Task directions -
Working through the lines below, return each one that holds "targets".

○ ○ ○ ○

PR #713, opened 2023-07-19
Extract the apple key out from the config

### LINKED ISSUE #672: Database dumps sanitize Apple::Config credentials
- [ ] re-extract the apple credentials from the apple config
- [ ] skip downloading the apple credentials data with each database dump

svevang:
Closes #672 

This PR:
- extracts the key from the Apple::Config as an optional relation
- prevents the keys from being downloaded via the db dumping script.

### DIFF
--- a/app/models/apple/api.rb
+++ b/app/models/apple/api.rb
@@ -18,16 +18,16 @@ module Apple
     end
 
     def self.from_apple_config(apple_config)
-      if apple_config.no_apple_credentials?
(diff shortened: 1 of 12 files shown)


cavis (approved):
👍 looks good to me!

I wish we had an easier way to obfuscate columns from database dumps.  This works, but it won't be feasible in every case to extract the field into a separate table.  I guess we'll tackle that later (and it's mostly a MySQL db problem for us).

PR #715, opened 2023-07-20
Thoughts?? Sticky sidebars on forms

brandonhundt:
This is a proposal. Merging is accepting. Feedback welcomed.

- I've gotten tired of scrolling back up to save. Makes right rail sticky for desktop screen widths. Moved any image boxes to the main form since they were really big (consistent with episode form). Distribution box stays put (its well sized)
- Sticky form tabs, it will be easier to go from the audio file selection to the audio segmentor tab. 
- Sticky to bottom "add new feed button"


app/views/feeds/_tabs.html.erb
```diff
@@ -1,5 +1,5 @@
 <% content_for :tabs do %>
-  <div class="list-group d-flex col">
+  <div class="list-group d-flex col prx-fixed-btn-container">
```
brandonhundt, line 2: really all this does is add a very large margin to the bottom so you can still read all the tabs if the Add feed button is overlaying it.

app/views/episodes/_form.html.erb
```diff
@@ -15,8 +15,10 @@
       </div>
     </div>
     <div class="col-lg-4 d-grid align-content-start gap-3">
+      <div class="sticky-lg-top">
       <%= render "form_status", episode: episode, form: form %>
       <%= render "form_distribution", episode: episode, form: form %>
```
cavis, line 20: Needs indent?  (I wish our linter would do that automatically...)

PR #718, opened 2023-07-25
Non sticky modals

cavis:


brandonhundt (approved):
LGTM thanks for the assist! Much cleaner.

PR #719, opened 2023-07-26
Podcast planner cards

cavis:
Rewire the podcast planner a bit to:

- Simplify the interface (reduce the number of fields, using some JS and controller trickery)
- Reorganize into 3 cards/steps
- Add episode medium and "ad breaks" fields (instead of "num segments")

image


app/controllers/podcast_planner_controller.rb
```diff
@@ -34,21 +34,51 @@ def set_beginning_of_week
     Date.beginning_of_week = :sunday
   end
 
-  # Only allow a list of trusted parameters through.
+  # Make params match PodcastPlanner interface
```
cavis, line 37: Here's the first bit of magic.  I swapped several fields out, and instead "infer" them here.  Translating into the existing PodcastPlanner interface.

app/controllers/podcast_planner_controller.rb
```diff
@@ -34,21 +34,51 @@ def set_beginning_of_week
...
+      :medium,
+      :ad_breaks,
       selected_days: [],
-      monthly_weeks: [],
+      selected_weeks: [],
       selected_dates: []
     )
   end
+
+  def monthly_week_options(selected_weeks)
```
cavis, line 73: So I'm keeping the unique keys from the helper (`:first` / `:every_two` / etc) as the values in the selects.  And here, I translate them back into integers, as the planner model expects.

app/helpers/podcast_planner_helper.rb
```diff
@@ -1,32 +1,20 @@
 # frozen_string_literal: true
 
 module PodcastPlannerHelper
-  PERIODIC_WEEKS = I18n.t([:every_one, :every_two, :every_three, :every_four], scope: [:podcast_planner, :helper, :period_options])
-  MONTHLY_WEEKS = I18n.t([:first, :second, :third, :fourth, :fifth], scope: [:podcast_planner, :helper, :monthly_options])
```
cavis, line 5: Translating these in the helper wasn't working in staging for some reason?  They always showed up as translation-missing.  So converted to doing them just-in-time here.

app/javascript/controllers/date_controller.js
```diff
@@ -1,22 +1,6 @@
 import { Controller } from "@hotwired/stimulus"
 
 export default class extends Controller {
-  static targets = ["preselected"]
-
-  connect() {
-    if (!this.isDisabled(this.preselectedTarget)) {
-      if (this.isDraft(this.preselectedTarget)) {
-        this.element.classList.add("bg-danger", "text-light")
```
cavis, line 9: This logic moved into the helper `calendar_day_tag` method, so it gets rendered server-side now.

app/javascript/controllers/planner_controller.js
```diff
@@ -0,0 +1,50 @@
+import { Controller } from "@hotwired/stimulus"
+
+export default class extends Controller {
```
cavis, line 3: I broke this out from the `count_controller.js`... because there was just too much custom stuff going on here.

This handles both updating the "create N drafts" button text, and enabling/disabling it based on if you've selected at least 1 date and a num_ad_breaks.

app/javascript/controllers/slim_select_controller.js
```diff
@@ -23,6 +23,28 @@ export default class extends Controller {
           }
           this.element.dispatchEvent(new Event("blur"))
         },
+        beforeChange: (newOpts, oldOpts) => {
```
cavis, line 26: Here's the UX magic.  Since I combined all the "weeks of the month" options into 1 select ... some of those are exclusive.

So when you select "Every two weeks", this deselects anything else.

app/javascript/controllers/toggle_blank_controller.js
```diff
@@ -0,0 +1,21 @@
+import { Controller } from "@hotwired/stimulus"
+
+export default class extends Controller {
+  static targets = ["toggle"]
+
+  toggleTargetConnected(el) {
```
cavis, line 6: A light controller to clear the "Number of Episodes" / "End Date" fields, when you enter a non-blank value in the other one.

app/views/podcast_planner/_form_draft.html.erb
```diff
@@ -0,0 +1,68 @@
+<% data = {controller: "planner", planner_dates_count_value: @planner.dates&.count.to_i} %>
+<%= form_with(url: podcast_planner_path(@podcast), method: :post, data: data) do |form| %>
```
cavis, line 2: Ported / modified from `_form_side.html.erb`.

app/views/podcast_planner/_form_calculator_dates.html.erb
```diff
@@ -0,0 +1,43 @@
+<div class="col-6 mb-4">
```
cavis, line 1: Ported/modified from `_form_date_calculator.html.erb`.

app/views/podcast_planner/_form_calculator.html.erb
```diff
@@ -0,0 +1,20 @@
+<%= form_with(url: podcast_planner_path(@podcast), method: :get, data: {controller: "click"}) do |form| %>
```
cavis, line 1: Ported/modified from `_form_main.html.erb`.  Trying to clarify the purpose of this form a bit (to "calculate" the draft form).

config/locales/en.yml
```diff
@@ -498,55 +500,56 @@ en:
...
+        month: Month
+      title:
+        calendar: Production Calendar
+        settings: Draft Settings
+    form_draft_settings:
       help:
-        preview: Select more options to get a schedule preview.
+        ad_breaks: Do we need this?
+        medium: Do we need this?
+        publish_time: Do we need this?
```
cavis, line 536: I ported a bunch of the text from the previous version into help icons/popovers.  But probably need to audit what's here, and what's useful.

app/views/podcast_planner/_form_draft.html.erb
```diff
@@ -0,0 +1,68 @@
...
+
+  <div class="col-12 mb-4">
+    <div class="card shadow border-0">
+      <div class="card-header card-header-info d-flex justify-content-between">
+        <h5 class="card-title flex-grow-1"><%= t(".title.settings") %></h5>
+        <%= help_text t(".help.settings") %>
+      </div>
+
+      <div class="card-body pt-4 pb-0" data-morph="false">
```
radical-ube, line 11: i'm assuming this `data-morph="false"` is to cancel out the morphdom controller that is above this partial, in order to utilize its own morphdom controller in the turbo frame below? does this mean you can't have a morphdom controller within a morphdom controller (like the parent still overrides the child or something)? or does it mean that we want to control the elements that get changed/updated within this element independently from changes made outside of this element? i still need to read up on morphdom as i still struggle to understand how to use it.

config/locales/en.yml
```diff
@@ -171,6 +171,8 @@ en:
           true: Serial
         subtitle: Teaser
         title: Title
+      podcast_planner:
+        selected_days: asanoteuh
```
radical-ube, line 175: where does this show up?

app/javascript/controllers/slim_select_controller.js
radical-ube: is the returned boolean what deselects/clears the existing values? so, `beforeChange` (before the value changes) we want to set the new value and clear whatever has been selected? I'm not familiar with the inner workings of the SS controller.

radical-ube (changes requested):
just a few curiosity questions, but otherwise i think this still works as expected. just need the verbiage on those help labels.

config/locales/en.yml
radical-ube: verbiage for these labels? @brandonhundt

app/javascript/controllers/slim_select_controller.js
cavis: Yep - [returning false from beforeChange](https://slimselectjs.com/events#beforeChange) prevents the change from happening.  Which is okay in those 2 special cases, since I'm manually changing `setSelected(...)` myself.

app/views/podcast_planner/_form_draft.html.erb
cavis: Yes - this prevents the parent `turbo_frame_tag "podcast-planner"` (all the way up in `show.html.erb`) from blowing away any changes you've made to the selection.  Without this, every time you made changes in the calculator, it would reset these format/ad-breaks/time-of-day fields.

That `data-morph` thing is something I added in `morphdom_controller.js`.  As morphdom is traversing the DOM from top to bottom, if it hits any element with `data-morph=false`, it stops making updates for that element and its children.

config/locales/en.yml
cavis: Whoops!  Leftover from some testing.  I think I was trying to get rails to do its magical translation of model fieldnames.  But I never did get it working.

radical-ube (approved):
looks good works good!

PR #721, opened 2023-07-26
Podcast.publish! on change

cavis:
Oversight: forgot to call `podcast.publish!` to write the updated RSS feed.

This logic was in several other places:

1. All the API controllers [already did this](https://github.com/PRX/feeder.prx.org/blob/main/app/controllers/api/podcasts_controller.rb#L9), calling `publish!` on the podcast in an after_action hook
    - TODO: should the episode APIs be publishing the episode, instead of the podcast???
2. Feed images will [publish! the podcast](https://github.com/PRX/feeder.prx.org/blob/master/app/models/concerns/feed_image_file.rb#L24) when the status becomes complete after processing.
3. Episode contents (audio/video) will [publish! the episode](https://github.com/PRX/feeder.prx.org/blob/master/app/models/content.rb#L45) when the status becomes complete after processing.
4. Episode images will [publish! the episode](https://github.com/PRX/feeder.prx.org/blob/master/app/models/episode_image.rb#L22) when the status becomes complete after processing.
5. The [release episodes cron job](https://github.com/PRX/feeder.prx.org/blob/main/app/jobs/release_episodes_job.rb#L5) will look for any scheduled episodes with [published_at < updated_at](https://github.com/PRX/feeder.prx.org/blob/main/app/models/episode.rb#L82) and call `.publish` on the podcast.
    - TODO: that updated_at logic makes my head hurt

### DIFF
--- a/app/controllers/feeds_controller.rb
+++ b/app/controllers/feeds_controller.rb
@@ -26,6 +26,7 @@ class FeedsController < ApplicationController
     respond_to do |format|
       if @feed.save
         @feed.copy_media
+        @feed.podcast.publish!
         format.html { redirect_to podcast_feed_path(@podcast, @feed), notice: t(".success", model: "Feed") }
       else
         format.html do
@@ -44,6 +45,7 @@ class FeedsController < ApplicationController
     respond_to do |format|
       if @feed.save
         @feed.copy_media
+        @feed.podcast.publish!
         format.html { redirect_to podcast_feed_path(@podcast, @feed), notice: t(".success", model: "Feed") }
       else
         format.html do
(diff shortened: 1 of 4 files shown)


app/controllers/feeds_controller.rb
```diff
@@ -58,6 +60,7 @@ def update
   def destroy
     respond_to do |format|
       if @feed.destroy
+        @feed.podcast&.publish!
```
svevang, line 63: This leaves the RSS file in S3, right?  Does DTR handle that by looking at the Feeder API and returning 404s?

svevang (approved):

app/controllers/feeds_controller.rb
cavis: Yeah, currently this doesn't do anything.

But I was thinking in the future, we may decide to "do things".  Delete the RSS from S3, or redirect, or something?  This at least sets up the hook, and brings these to parity with the API controllers (which have after-destroy hooks).

PR #722, opened 2023-07-26
Gone podcast delivery metadata

svevang:
closes https://github.com/PRX/feeder.prx.org/issues/680

Sets up a way to filter responses that have a 404 status.

In the case of polling, we just want to make sure we have the most up-to-date copy of the remote API state. If the delivery or delivery files are missing on the remote state, we can still use our local copies as sentinels e.g. in `Apple::PodcastContainer#delivery_settled?` and `Episode#apple_mark_for_reupload`

### DIFF
--- a/app/models/apple/api.rb
+++ b/app/models/apple/api.rb
@@ -3,7 +3,7 @@
 module Apple
   class Api
     ERROR_RETRIES = 3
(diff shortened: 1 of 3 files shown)


cavis (approved):
👍 makes good sense

PR #724, opened 2023-07-27
Sets up Apple::Api inspect

svevang:
- Don't print out Apple::Api instance variables by default
- More better exception messaging for missing keys


cavis (approved):
👍

PR #726, opened 2023-07-27
Feed distribution card and other fields

cavis:
Ticking off some Publish parity items on the Feeds page:

1. Adds a Podcast "Distributions" box
    - Easily copyable ID and "public/published URL".  Plus ability to set the Homepage (landing page default still TODO)
2. Reorder episode "Distributions" box to match podcast (guid comes first)
3. Adds a Feed "Distributions" box, and move the most distribute-y fields here
4. Fix some hiding/showing of fields based on the public/private checkbox
5. Ability to add/remove multiple tokens at once
6. Adds missing "Include episode categories" and "engagement settings checkboxes"

image


brandonhundt (commented):
Noting: The "open a new" link for the public feed URL always opens a page in beta regardless of the value.

brandonhundt:
@cavis I pushed up two very minor display tweaks.

- Removes the underline on the token btn-link
- Adjusts styling on tags-badge so they are a little bit bigger. They were hard to read so small.

brandonhundt (approved):
@cavis LGTM onwards!

PR #728, opened 2023-07-31
Retryable media

cavis:
There was a bug in "retrying" audio/image processing.  Where it would (A) poll forever, and (B) submit dozens of processing jobs to retry instead of just one.

This fixes that - you can test by uploading with no worker running.  After ~100 seconds, you get a retry button that will fire off another Porter job.

### DIFF
--- a/app/javascript/controllers/polling_controller.js
+++ b/app/javascript/controllers/polling_controller.js
@@ -1,15 +1,15 @@
 import { Controller } from "@hotwired/stimulus"
 
 const DEFAULT_DEBOUNCE = 1000
+const DEFAULT_MAX = 120
 
 export default class extends Controller {
-  static values = { debounce: Number }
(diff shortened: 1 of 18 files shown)


app/javascript/controllers/polling_controller.js
```diff
@@ -1,15 +1,15 @@
 import { Controller } from "@hotwired/stimulus"
 
 const DEFAULT_DEBOUNCE = 1000
+const DEFAULT_MAX = 120
```
cavis, line 4: Added a new setting to the polling controller, so it'll stop after 2 minutes.

Combined with the `upload_stalled?` helper method, we can mark these unresponsive files as "errored", and let you retry processing them.

brandonhundt (approved):
The spinner is strange, but otherwise this worked as described.

PR #729, opened 2023-07-31
Generate default links

cavis:
Generates default links for podcasts/episodes.

So if you clear the Podcast `Homepage Link` or the episode `Episode URL` ... it will change it back to a play.prx.org `/listen` page.  (NOTE: those `/listen` links won't work for unpublished episodes).


brandonhundt (approved):
@cavis LGTM!!

PR #617, opened 2019-11-27
Add clang build to CI server

### LINKED ISSUE #534: Jenkins: Add clang build
This might help catch differences in warnings between `gcc` and `clang`.

james-s-willis:
Adds a clang build to CI server. Closes #534.


CMakeLists.txt
```diff
@@ -223,7 +224,7 @@ set(CMAKE_C_FLAGS_DEBUG "${CMAKE_C_FLAGS_DEBUG} ${CMAKE_C_FLAGS} -ggdb -O2")
 set(CMAKE_C_FLAGS_RELEASE "${CMAKE_C_FLAGS_RELEASE}")
 
 # Note that -lrt here is needed on some versions of CentOS
```
andrerenard:
```suggestion
# Note that -lrt here is needed on some versions of CentOS but not Clang
```

Jenkinsfile
```diff
@@ -37,6 +37,20 @@ pipeline {
                   make -j 4'''
           }
         }
+        stage('Build CHIME kotekan with Clang') {
+          steps {
+            sh '''mkdir -p chime-build-clang
+                  cd chime-build-clang
+                  export CC=/usr/lib/clang-8.0/bin/clang
+                  export CXX=/usr/lib/clang-8.0/bin/clang++
```
andrerenard: I'm tempted to just make this `CC=clang` and `CXX=clang++` then it will be upto the system to make sure the default clang version is a good one.

lib/core/errors.h
```diff
@@ -11,10 +11,14 @@
 #include <signal.h>
 
 #ifdef __cplusplus
+#ifdef __clang__
+#include <string.h>
```
andrerenard: Why is this needed?   Is there a way we can setup these includes such that it works with all compilers?

james-s-willis: If I include `cstring` compiling with `clang` I get errors:
```
/usr/bin/../lib/gcc/x86_64-linux-gnu/7.4.0/../../../../include/c++/7.4.0/cstring:100:3: error: conflicting types for 'memchr'
  memchr(void* __s, int __c, size_t __n)
  ^
/usr/include/string.h:90:14:
:/usr/bin/../lib/gcc/x86_64-linux-gnu/7.4.0/../../../../include/c++/7.4.0/cstring: 100:3: error: conflicting types for 'memchr'
  memchr(void* __s, int __c, size_t __n)
  ^
/usr/include/string.h:90:14: note: previous declaration is here
extern void *memchr (const void *__s, int __c, size_t __n)
```

andrerenard: I think the problem is that `<cstring>` and `<string.h>` are the C++ and C versions of the library respectively.    If you look above on line 9, `<string.h>` always gets included, so also including `<cstring>` breaks things.  I'm guessing compilers like `gcc` just pick one for you.  The better solution would seem to be to only include `<string.h>` in the `else` clause of the `#ifdef __cplusplus`, that way one of the two is included, and we don't have to try and also select for compilers.

PR #622, opened 2019-11-29
fix(visFileRaw): Make files group-writeable.

tristpinsm:
This is so `gossec` user can move and delete files


jrs65:
This shouldn't cause any issues and the CI server is down. I'm going to force merge it now.

PR #625, opened 2019-11-30
Add Valve stages in front of FRB and Pulsar post-process stages

cubranic:
As discussed in #587, here are the changes to add FRB/PSR Valves to the science configs. At this pint the "drop_frames" science version is kind of redundant, and instead we give directions in the science configs how to force dropping of frames by replacing `Valve`s with `TestDropFrames`.


cubranic:
I’m always confused: should I merge it at this point or wait for a go-ahead?

andrerenard:
Sorry I was just going to fix the CI server and let it process this before merging, but then I had to leave my computer for a bit.  It should start processing this soon.  (Although given it's just a config change, I'm really just doing it for good form.)

Issue #627, opened 2019-12-02
Missing samples in FRB intensity data (?)


cubranic:
There are what appear to be either missing or zero-ed out data in files produced by intensity callbacks.
![Example from Saturday, Nov 30th](https://user-images.githubusercontent.com/600891/69991123-f0f29d00-14fb-11ea-9219-702d88cbdb73.png)

![Weights](https://user-images.githubusercontent.com/600891/69991255-37e09280-14fc-11ea-8e89-51f382b2bdd9.png)

![Weights at the drop](https://user-images.githubusercontent.com/600891/69991434-82faa580-14fc-11ea-98db-d1abf8e0deb6.png)

chitrangpatel:
<img width="459" alt="Screen Shot 2019-12-02 at 3 27 24 PM" src="https://user-images.githubusercontent.com/11685590/69992815-82700800-1518-11ea-9b60-004c90bda4b0.png">

chitrangpatel:
The times of the two largest dips separated by `128` samples are:
```                                      
datetime.datetime(2019, 12, 2, 7, 25, 3, 547243)                                  datetime.datetime(2019, 12, 2, 7, 25, 3, 673072)
```

mondana:
@chitrangpatel @andrerenard @cubranic any progress on this?

chitrangpatel:
With the FRB archiver back up, I was able to look at the surrounding beams to see if all the beams show the zeroed packets. It seems like the major spike is consistent in all of them. But the others are not. 

<img width="1023" alt="Screen Shot 2019-12-03 at 3 47 19 PM" src="https://user-images.githubusercontent.com/11685590/70091214-a51e2180-15e9-11ea-9194-5385217a3165.png">

cubranic:
After the most recent restart, the drop is still present. This is in beam 0115:

<img width="467" alt="Screen Shot 2019-12-05 at 11 50 27 AM" src="https://user-images.githubusercontent.com/600891/70257047-6f3e8180-173e-11ea-82c1-dbc35a41363f.png">
<img width="510" alt="Screen Shot 2019-12-05 at 11 50 32 AM" src="https://user-images.githubusercontent.com/600891/70257048-6f3e8180-173e-11ea-9f2c-a5690b6680af.png">

[Slack discussion](https://chime-experiment.slack.com/archives/C83Q194RW/p1575564695332600)

andrerenard:
[...]

PR #629, opened 2019-12-04
Count masked FRB packets

cubranic:
- add a Prometheus metric to count masked FRB packets
- check for lost FPGA samples *after* syncing inputs


cubranic:
@andrerenard this is the metrics to help us check for those 128 ms drops that were reported in #627.

andrerenard:
CI server has crashed again, going to try to get that going first before merging.

PR #631, opened 2019-12-05
fix(kotekan.service): Set the umask so that file creation group permi…

tristpinsm:
…ssions are not overridden.


tristpinsm:
@jrs65 we should merge this soon, because when kotekan got installed earlier today it changed the service file such that we are writing without the correct permissions again.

○ ○ ○ ○

Output -
-  static targets = ["preselected"]
+  static targets = ["toggle"]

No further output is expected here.